3. Take caution before opening an email
Always, be cautious of fake emails, phishing and spoof emails. Think twice before opening an email if you have your suspicions that it is fake. Do not reply, click on any links or download any attachments as they are a common source of viruses.
To help you from email phishing and spoof emails - an attempt to trick you and steal personal data, NEVER give anyone passwords, bank details or other personal information over email. Scam artists are very good at throwing the ‘bait’ avoid being a fish that gets caught, this is why it’s called ‘Phishing’. Look out for common emails that are trying to sell you something, giving you a sob story that plays on your heartstrings to ask you for money, or emails saying that you’ve won a prize in a competition that you don’t remember entering.
Moreover, always look into the origin of the email sender, a typical spoof email is when at first it may appear that an email is a person, company or institution that you recognise but in reality, it’s not. The best way to check this is to look up the entity you think it’s from and check that it matches the address in the email. If still in doubt, simply give them a call to clarify.


4. Get virtual
Your computer runs a lot of software programs and holds your personal data, you’ll want to keep it safe. Anti-virus software can detect and prevent any threat of malicious malware and viruses. However, it is only one layer of security. Consider running your machine in a virtual environment. Virtualisation makes it more difficult for data theft and prevents your computer from being infected.

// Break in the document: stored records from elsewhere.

PR #755, opened 2023-01-31
fix output of alias usage (only band names)

pdpotter:


dantownsend:
@pdpotter Good catch - thanks!

PR #772, opened 2023-02-24
update Starlite asgi template

sinisaos:
Updated Starlite asgi app template-


dantownsend:
@sinisaos Looks good - thanks!

Issue #785, opened 2023-03-06
Sub queries for `is_in` and `not_in` clause


dantownsend:
It will allow us to do this (using this [example schema](https://piccolo-orm.readthedocs.io/en/latest/piccolo/getting_started/example_schema.html)):

```python
bands = await Band.objects().where(
    Band.id.is_in(
        Concert.select(Concert.band_1).where(
            Concert.starts_on > some_datetime
        )
    )
)
```

Currently it would be two separate queries, which isn't a huge hassle, but less efficient:

```python
band_ids = await Concert.select(Concert.band_1).where(
    Concert.starts_on > some_datetime
).output(as_list=True)

bands = await Band.objects().where(
    Band.id.is_in(band_ids)
)
```

Adding this should be pretty straight forward. Here are the [Postgres docs](https://www.postgresql.org/docs/current/functions-subquery.html).

It's a very common use case which I come across all of the time.

PR #786, opened 2023-03-06
Sub queries for `is_in` and `not_in`

dantownsend:
Resolves https://github.com/piccolo-orm/piccolo/issues/785


sinisaos:
@dantownsend Sorry to bother, but I wonder why you didn't merge this (I know the tests are missing) because I think it's really useful and convenient, and the performance is approx. 50% better on a GET request because we don't have to make two separate queries but just one?

dantownsend:
@sinisaos Yeah, it's a good point. Like you say, it just needs test and docs, and they shouldn't take too long to add. I'll try and finish it up and get it merged.

sinisaos:
@dantownsend Great. Thanks.

powellnorma:
Can we perhaps make it so that piccolo handles the case where we put in an empty list? It can be useful when the list is dynamically generated, and there are different conditions in the where clause. Maybe [this](https://stackoverflow.com/a/13210306) would work?

dantownsend:
@powellnorma I usually have to add a check before any query with an `is_in` to make sure the list isn't empty. It has tripped me up a few times.

PR #119, opened 2020-10-01
add a curated test section

deads2k:
Add a section of curated tests.  We need this at the moment to track certain test which aren't failing frequently, but which are indicative of underlying problems.

### DIFF
--- a/pkg/testgridanalysis/testreportconversion/by_tests.go
+++ b/pkg/testgridanalysis/testreportconversion/by_tests.go
@@ -21,6 +21,35 @@ func getTopFailingTestsWithoutBug(testResultsByName testResultsByName, testResul
 	}, testResultFilterFn)
 }
 
+// curatedTestSubstrings is keyed by release.  This is a list of tests that are important enough to individually watch.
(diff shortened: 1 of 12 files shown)


pkg/testgridanalysis/testreportconversion/by_tests.go
```diff
@@ -21,6 +21,35 @@ func getTopFailingTestsWithoutBug(testResultsByName testResultsByName, testResul
...
+		"[Feature:SCC][Early] should not have pod creation failures during install",
+		"infrastructure should work",
+		"install should work",
+		"Kubernetes APIs remain available",
+		"OAuth APIs remain available",
+		"OpenShift APIs remain available",
+		"Pod Container Status should never report success for a pending container",
+		"pods should never transition back to pending",
+		"pods should successfully create sandboxes",
+		"upgrade should work",
```
bparees, line 38: you've introduced a couple of "curated lists" of things at this point, can you reconcile them all into a single file so that when the next TRT team takes over and wants to change this, it's all in one obvious location?

i'm thinking of things like `customJobSetupContainers` and `jobsNeverStableForPlatforms`

(long term this should probably all become config yaml, in an ideal world, but i'm realistic)

PR #126, opened 2020-10-08
client: add simple sippy api go client

mfojtik:
This add very simple client that can be used to query the release reports from sippy API. It has minimal dependencies and can be used by third party integrations (slack, dashboards, etc.).

### DIFF
--- a/pkg/api/api.go
+++ b/pkg/api/api.go
@@ -292,7 +292,7 @@ func failureGroupList(report sippyprocessingv1.TestReport) []sippyv1.FailureGrou
 	return failureGroups
 }
 
-func formatJSONReport(report, prevReport sippyprocessingv1.TestReport, numDays, jobTestCount int) map[string]interface{} {
+func formatJSONReport(report, prevReport sippyprocessingv1.TestReport, numDays, jobTestCount int) *sippyv1.Report {
 	data := releasehtml.TestReports{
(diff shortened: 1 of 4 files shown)


pkg/client/sippy/v1/types.go
```diff
@@ -0,0 +1,21 @@
...
+	bugsv1 "github.com/openshift/sippy/pkg/apis/bugs/v1"
+	sippyv1 "github.com/openshift/sippy/pkg/apis/sippy/v1"
+)
+
+// releaseReport is returned from Sippy /json API endpoint and it contains map with release name and the actual report.
+// TODO: Fix the returned data and move this map to single structure
+type releaseReport map[string]*Report
+
+// Report contain a single release report returned from Sippy API.
+type Report struct {
```
deads2k, line 13: I don't like having a new type unless it's a strict subset of a different type we already have.

mfojtik: @deads2k it is a wrapper for existing types

bparees: I tend to agree with @deads2k, why can't the server and client share a common type for the resource being provided/consumed via the api endpoint?

fabianvf (commented):
Would it be possible to add something to the README to highlight that this exists?

PR #127, opened 2020-10-08
show additional upgrade related tests

deads2k:
we were missing some that were added during 4.6 and refine "where did the upgrade fail".


deads2k:
see the tests in https://github.com/openshift/origin/blob/a62542da495b59a68ef378c8a2298cb2ea3fdb6b/test/e2e/upgrade/upgrade.go#L335

PR #130, opened 2020-10-09
add final operator health tests

deads2k:
Adds final operator health as a top level indicator and corrects the virtual vs real tests for install and upgrade on consumption.

### DIFF
--- a/pkg/html/installhtml/finalhealth_by_operators.go
+++ b/pkg/html/installhtml/finalhealth_by_operators.go
@@ -1,0 +1,83 @@
+package installhtml
+
+import (
+	"fmt"
+	"strings"
+
+	"github.com/openshift/sippy/pkg/util"
+
+	"github.com/openshift/sippy/pkg/util/sets"
+
+	"github.com/openshift/sippy/pkg/testgridanalysis/testgridanalysisapi"
+
+	sippyprocessingv1 "github.com/openshift/sippy/pkg/apis/sippyprocessing/v1"
+)
+
+func operatorHealthTests(curr, prev sippyprocessingv1.TestReport) string {
+	dataForTestsByPlatform := getDataForTestsByPlatform(
+		curr, prev,
+		isOperatorHealthRelatedTest,
+		isOperatorHealthOverallTest,
+	)
+	// compute platform columns before we add the special "All" column
+	platformColumns := sets.StringKeySet(dataForTestsByPlatform.aggregationToOverallTestResult).List()
+
+	// we add an "All" column for all platforms. Fill in the aggregate data for that key
+	for _, testName := range sets.StringKeySet(dataForTestsByPlatform.aggregateResultByTestName).List() {
+		dataForTestsByPlatform.testNameToPlatformToTestResult[testName]["All"] = dataForTestsByPlatform.aggregateResultByTestName[testName].toCurrPrevTestResult()
+	}
+
+	// fill in the data for the first row's "All" column
+	var prevTestResult *sippyprocessingv1.TestResult
+	if installTest := util.FindFailedTestResult(testgridanalysisapi.FinalOperatorHealthTestName, prev.ByTest); installTest != nil {
+		prevTestResult = &installTest.TestResultAcrossAllJobs
+	}
+	dataForTestsByPlatform.aggregationToOverallTestResult["All"] = &currPrevTestResult{
+		curr: util.FindFailedTestResult(testgridanalysisapi.FinalOperatorHealthTestName, curr.ByTest).TestResultAcrossAllJobs,
+		prev: prevTestResult,
+	}
+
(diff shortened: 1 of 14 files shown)


pkg/html/installhtml/finalhealth_by_operators.go
```diff
@@ -0,0 +1,83 @@
...
+
+	return dataForTestsByPlatform.getTableHTML("Operator Health by Operator", "OperatorHealthByOperator", "Operator Health by Operator by Platform", columnNames, getOperatorFromTest)
+}
+
+func summaryOperatorHealthRelatedTests(curr, prev sippyprocessingv1.TestReport, numDays int, release string) string {
+	// test name | bug | pass rate | higher/lower | pass rate
+	s := fmt.Sprintf(`
+	<table class="table">
+		<tr>
+			<th colspan=5 class="text-center"><a class="text-dark" title="Install related tests, sorted by passing rate.  The link will prepopulate a BZ template to be filled out and submitted to report a bug against the test." id="InstallRelatedTests" href="#InstallRelatedTests">Install Related Tests</a></th>
```
bparees, line 50: install related?  not operator related?

pkg/html/releasehtml/top_level_indicators.go
```diff
@@ -18,11 +18,13 @@ func topLevelIndicators(report, reportPrev sippyprocessingv1.TestReport, release
 			<th title="How often we get to the point of running the installer.  This is judged by whether a kube-apiserver is available, it's not perfect, but it's very close." class="text-center {{ .infraColor }}">Infrastructure</th>
 			<th title="How often the install completes successfully." class="text-center {{ .installColor }}"><a href="/install?release={{ .release }}">Install</a></th>
 			<th title="How often an upgrade that is started completes successfully." class="text-center {{ .upgradeColor }}"><a href="/upgrade?release={{ .release }}">Upgrade</a></th>
+			<th title="How often CI job runs finish with all operators healthy." class="text-center {{ .finalColor }}"><a href="/operator-health?release={{ .release }}">Operator Health</a></th>
```
bparees, line 21: is this really a critical top level indicator?

i think it's a good thing to aim for, but it doesn't in and of itself tell us anything about our CI stability or ability to ship the product.

pkg/testgridanalysis/testgridanalysisapi/types.go
```diff
@@ -82,5 +81,5 @@ const (
 
 var (
 	OperatorInstallPrefix          = "operator install "
-	OperatorConditionsTestCaseName = regexp.MustCompile("operator (install|conditions) (?P<operator>.*)")
+	OperatorConditionsTestCaseName = regexp.MustCompile("operator install (?P<operator>.*)")
```
bparees, line 84: we really can't get this test renamed to better align with what it is actually reporting on?

pkg/testgridanalysis/testgridconversion/synthentic_tests.go
```diff
@@ -104,14 +125,37 @@ func createSyntheticTests(rawJobResults testgridanalysisapi.RawData) []string {
...
+							name: testName,
+							pass: 1,
+						}
+					}
+
 				} else {
-					jrr.TestFailures++
-					jrr.FailedTestNames = append(jrr.FailedTestNames, testgridanalysisapi.UpgradeTestName)
 					syntheticTests[testgridanalysisapi.UpgradeTestName].fail = 1
+					// if the test succeeded, then the operator upgrade tests should match the operator state
```
bparees, line 139:
```suggestion
					// if the test failed, then the operator upgrade tests should match the operator state
```

pkg/testgridanalysis/testgridanalysisapi/types.go
deads2k: > we really can't get this test renamed to better align with what it is actually reporting on?

There will still be an install test.  it will simply change to be virtual.  But you need to track the old value or you won't be able to read your historical data.  This code handles both properly so when https://github.com/openshift/release/pull/12298 merges, we won't have trouble.

pkg/html/releasehtml/top_level_indicators.go
deads2k: > is this really a critical top level indicator?
> 
> i think it's a good thing to aim for, but it doesn't in and of itself tell us anything about our CI stability or ability to ship the product.

I'm about done in 4.6, so I'm probably willing to comment out these lines and let the 4.7 TRT decide.  However, when you look at the differences between install/upgrade and operator health, you can see cases where we are able to install without issue, but cannot keep a cluster healthy for the duration of an e2e test.  Stand out cases in comparison include

1. azure - healthy less than 90% of the time, but installs over 90%.  Monitoring is particularly prone to failure
2. ovirt - installs more commonly than it ends healthy. authentication and console are particularly bad, which suggests that ingress goes offline at some point

PR #132, opened 2020-10-12
ovirt upgrade and three upgrade test have passed more than 50% of the time

deads2k:
The three day signal looks pretty good.  Opening this to be sure we recheck at the end of this week to see if we passed the bar for treating them as normal jobs.

/hold


deads2k:
ovirt is still in the 40s.  opened https://github.com/openshift/sippy/pull/135 to show triple upgrade results.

5. Check your online footprint
We live in a digital information age where there is a huge amount of personal data and professional data about us on the Internet. This passive collection is known as a ‘digital footprint’ created on each and every one of us. Like it or not, it’s a high-security risk. Nonetheless, you can help yourself by taking the priority to check your footprint online and initialize the steps in tightening your security settings and removing or requesting the removal of specific data from the site it’s hosted on. It may seem like a lot of work but it will be worth your peace of mind and help keep you safe online. Alternatively, you can contact the London Digital Security Centre https://londondsc.co.uk/ and pay a fee to them to sweep everything about you and help get sensitive information about you removed.

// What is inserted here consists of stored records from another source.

PR #134, opened 2020-10-14
Test details for test sections

deads2k:
Adds test details buttons for each aggregation we have.  It allows a button from any level to say, "are the problems on this test, job, or platform different by platform" in a quick chart

### DIFF
--- a/pkg/html/releasehtml/failing_tests.go
+++ b/pkg/html/releasehtml/failing_tests.go
@@ -11,11 +11,11 @@ import (
 )
 
 func summaryTopFailingTestsWithBug(topFailingTestsWithBug, allTests []sippyprocessingv1.FailingTestResult, numDays int, release string) string {
-	// test name | bug | pass rate | higher/lower | pass rate
+	rows, testNames := topFailingTestsRows(topFailingTestsWithBug, allTests, release)
 	s := fmt.Sprintf(`
 	<table class="table">
 		<tr>
-			<th colspan=5 class="text-center"><a class="text-dark" title="Most frequently failing tests with a known bug, sorted by passing rate.  The link will prepopulate a BZ template to be filled out and submitted to report a bug against the test." id="TopFailingTestsWithABug" href="#TopFailingTestsWithABug">Top Failing Tests With A Bug</a></th>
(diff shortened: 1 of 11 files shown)


bparees:
1) errors are being duplicated:
image

2) I think the `no-data` cells should be gray rather than green 

3) including the "test details by platforms" button on the test details page seems inceptionish (the information is already in the table above).

4) why does one of these have buttons and the other does not?
image

pkg/html/releasehtml/failing_tests.go
```diff
@@ -11,74 +11,74 @@ import (
...
-
-	s = s + "</table>"
+	s += rows
+	s += "</table>"
 
 	return s
 }
 
-func topFailingTestsRows(topFailingTests, prevTests []sippyprocessingv1.FailingTestResult, release string) string {
+// returns the rows to display and the names of the tests being show
```
bparees, line 77:
```suggestion
// returns the rows to display and the names of the tests being shown
```

deads2k:
> 1. errors are being duplicated:

prexisting



> 3\. including the "test details by platforms" button on the test details page seems inceptionish (the information is already in the table above).

open to other names



> 4\. why does one of these have buttons and the other does not?

The one without buttons has no tests to expand.  thresholds on failures not met

bparees:
> open to other names

i'm suggesting not having it.  It doesn't take me anywhere more useful than where i already am.

deads2k:
> > open to other names
> 
> i'm suggesting not having it. It doesn't take me anywhere more useful than where i already am.

it does a different thing. It answers the question of "are the tests failing on this platform the same or different than the other platforms" in a way that no other view does.

pkg/testgridanalysis/testreportconversion/testresult.go
```diff
@@ -215,7 +215,7 @@ func StandardTestResultFilter(
 		TestResultFilterFuncs{
 			FilterLowValueTestsByName,
 			FilterTooFewTestRuns(minRuns),
-			FilterSuccessfulTestResults(successThreshold),
+			//FilterSuccessfulTestResults(successThreshold),
```
bparees, line 218: you can drop the TODO on line 210 w/ this change

PR #138, opened 2020-10-15
fix handling for promotion jobs that don't always set up a cluster

deads2k:
the promotion jobs only do work if there is a diff.  When there is no diff, they never install a cluster.  When they don't install a cluster, we don't get a positive, "the infra worked" signal.


pkg/testgridanalysis/testgridconversion/synthentic_tests.go
```diff
@@ -107,6 +107,9 @@ func createSyntheticTests(rawJobResults testgridanalysisapi.RawData) []string {
 
 			// set the infra status
 			switch {
+			case jobsWithKnownBadSetupContainer.Has(jobName):
+				// do nothing.  If we don't have a setup container, we have now way of determining infrastructure
```
wking, line 111: "now" -> "no"?

PR #139, opened 2020-10-20
Make gcp variant regex match 3.11 jobs

bparees:
3.11 job name is periodic-ci-openshift-origin-release-3.11-e2e-gcp so the current regex misses it.

@deads2k as an aside, it's probably worth us thinking about what to do in the case of "0 runs" both current and previous week for a given variant, as happens here:
https://sippy.ci.openshift.org/?release=3.11

Hiding it is a little scary since if something stops running, we lose sight of it.  But it's not hard to imagine that the set of valid variants evolves from release to release and keeping a bunch of scary looking empty red rows around for that reason doesn't seem ideal in terms of bringing visibility to the things we do care about.


bparees:
/assign @abhinavdahiya 

you've been identified as a potential future sippy maintainer :)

6. Clean your Internet browser
Internet browsers that you use on any PC and mobile devices will collect an archive of the sites that you have visited and kept them stored in the Internet browsers ‘cache’ memory. Internet browsers also collect browsing data known as ‘cookies’. Both cache and cookies are temporary internet files stored to speed up your browsing experience, but manually clearing them up can help prevent data theft from hackers.
How to refresh your browser's cache and cookies, depends on the browser you are using. A useful page to visit where you can choose your browser and use a step-by-step instruction is www.refreshyourcache.com. If you want to save yourself the trouble of having to clean your Internet browser again, you could always surf the Internet in ‘Incognito mode’ a form of private browsing that prevents the online activity from being tracked or retrieved at a later date. However, do not assume you’re anonymous, each page that you visit still recognizes your IP address. How to activate incognito mode depends on the browser you are using. A useful page to use is www.wikihoe.com/Activate-Incognito-Mode.


7. Always check for secure website signs for your online shopping
You can verify that a website is secure before you purchase something online, simply by looking at the website address. If the URL prefix with “HTTPS” instead of “HTTP” this means that it uses an SSL certificate, which means that it is secure. You could also look out for a small padlock typically located on the left-hand side of the browser, this icon also signifies that the site is secure.

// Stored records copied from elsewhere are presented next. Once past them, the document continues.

PR #141, opened 2020-10-20
add option to disable bugzilla lookups to speed up debug iteration

bparees:
adds --skip-bug-lookup as an arg that will skip over the ci-search bz lookup.

This reduces startup analysis time substantially, useful when iterating on code
that is not related to the bug assocation/reporting.

### DIFF
--- a/pkg/buganalysis/cache.go
+++ b/pkg/buganalysis/cache.go
@@ -29,6 +29,32 @@ type BugCache interface {
 	LastUpdateError() error
 }
 
+// noOpBugCache is a no-op implementation of the bug cache/lookup interface
+// used to opt-out of bug lookups for faster test analysis/reporting.
+type noOpBugCache struct {
+}
+
+func (*noOpBugCache) ListJobBlockingBugs(job string) []bugsv1.Bug {
+	return []bugsv1.Bug{}
+}
+func (*noOpBugCache) ListBugs(release, platform, testName string) []bugsv1.Bug {
+	return []bugsv1.Bug{}
+}
+func (*noOpBugCache) UpdateForFailedTests(failedTestNames ...string) error {
+	return nil
+}
+func (*noOpBugCache) UpdateJobBlockers(jobNames ...string) error {
+	return nil
+}
+func (*noOpBugCache) Clear() {}
+func (*noOpBugCache) LastUpdateError() error {
+	return nil
+}
+
+func NewNoOpBugCache() BugCache {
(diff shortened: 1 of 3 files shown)


bparees:
@deads2k may be of interest to you.

/assign @abhinavdahiya

pkg/buganalysis/cache.go
```diff
@@ -37,7 +59,10 @@ type bugCache struct {
 	lastUpdateError error
 }
 
-func NewBugCache() BugCache {
+func NewBugCache(skipBugLookup bool) BugCache {
+	if skipBugLookup {
+		return &dummyBugCache{}
+	}
```
abhinavdahiya, line 65: I think we should let the caller decide which bug cache they need.
so the caller calling
```
if skipBugCache {
  NewDummyBugCache()
} else {
  NewBugCache()
}
```

this allows the actual bug cache implementation `new` function to add options later on for initialization and not have this unrelated argument in there.

pkg/buganalysis/cache.go
```diff
@@ -29,6 +29,28 @@ type BugCache interface {
 	LastUpdateError() error
 }
 
+// dummyBugCache is a no-op implementation of the bug cache/lookup interface
+// used to opt-out of bug lookups for faster test analysis/reporting.
+type dummyBugCache struct {
```
abhinavdahiya, line 34: instead of dummy maybe we call it noOpBugCache , dummy imo doesn't convey the expected impl

pkg/buganalysis/cache.go
bparees: yeah that was my first version.  i'm fine w/ going back to that.

will update.

pkg/buganalysis/cache.go
bparees: works for me, will update.

bparees:
@abhinavdahiya updated for your comments

pkg/sippyserver/server.go
```diff
@@ -21,11 +21,18 @@ func NewServer(
 	displayDataOptions DisplayDataConfig,
 	releases []string,
 	listenAddr string,
+	skipBugLookup bool,
```
abhinavdahiya, line 24: hmm.. i don't see the call site of `NewServer` being updated in this PR? This change will break it right?

abhinavdahiya: Ah, nvm saw it.

PR #143, opened 2020-10-22
Filter out zero run jobs from negatively moving results

jluhrsen:
No need bring a job to a list of those that are regressing
if they have actually never run.

### DIFF
--- a/pkg/html/releasehtml/fastest_moving_jobs.go
+++ b/pkg/html/releasehtml/fastest_moving_jobs.go
@@ -25,10 +25,14 @@ func summaryTopNegativelyMovingJobs(twoDaysJobs, prevJobs []sippyprocessingv1.Jo
 		if prevJob == nil {
 			continue
 		}
-		jobPassChanges = append(jobPassChanges, jobPassChange{
-			jobName:              job.Name,
-			passPercentageChange: job.PassPercentage - prevJob.PassPercentage,
-		})
+
+		// in case our job actually never ran we don't need to show it as a negatively moving result
+		if len(job.TestResults) != 0 {
+			jobPassChanges = append(jobPassChanges, jobPassChange{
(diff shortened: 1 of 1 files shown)


pkg/html/releasehtml/fastest_moving_jobs.go
```diff
@@ -25,10 +25,14 @@ func summaryTopNegativelyMovingJobs(twoDaysJobs, prevJobs []sippyprocessingv1.Jo
 		if prevJob == nil {
 			continue
 		}
-		jobPassChanges = append(jobPassChanges, jobPassChange{
-			jobName:              job.Name,
-			passPercentageChange: job.PassPercentage - prevJob.PassPercentage,
-		})
+
+		// in case our job actually never ran we don't need to show it as a negatively moving result
```
bparees, line 29: it's sort of concerning if a job went from running the previous week to not running this week, though, right?

jluhrsen: that's something I don't have experience in knowing yet... are there jobs that just don't run for a couple days in a row for some good reasons or not? Maybe 2 days is too short of a window?

Anyway, I wanted to poke around sippy code and I recalled @deads2k making note how we weren't filtering out 0 run
jobs so figured that was a good way to learn and play with the code.

bparees: There shouldn't be any that don't run for good reason.  there may be some that don't run for bad reasons.

Which makes me think this is likely an undesirable change (because it should not happen under normal circumstances anyway)

jluhrsen: fair enough.

jluhrsen:
we probably do want to see zero runs in this case. closing.

PR #145, opened 2020-10-27
Update jobsWithKnownBadSetupContainer to include 4.7 versions of the already known issues

fabianvf:
Since we're seeing the same analysis errors I'm making the assumption that this hasn't changed since 4.6. If these are never expected to work perhaps we should change them to a regex match so that it won't need to be updated for future releases.

Alternatively, if we do expect this to be fixed over time as the comment suggests, is there currently some way we can track/are tracking it in a GH issue/PR/BZ? Then we could at least add that info to the warning so it's clear it can be ignored for the time being.


fabianvf:
closed in favor of #147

8. Be aware of potential risks with home or professional sharing.
Generally, people have a tenancy to share home computers, mobile devices and professional desktops and mobile devices. Although it cannot always be avoided, it’s always good to try and keep an eye on who’s been using your machine or handheld devices and what for. You may be cautious and doing everything you can to prevent cybercrime but innocently or intentionally someone could potentially put you at risk.
Your online safety is important. Stay safe!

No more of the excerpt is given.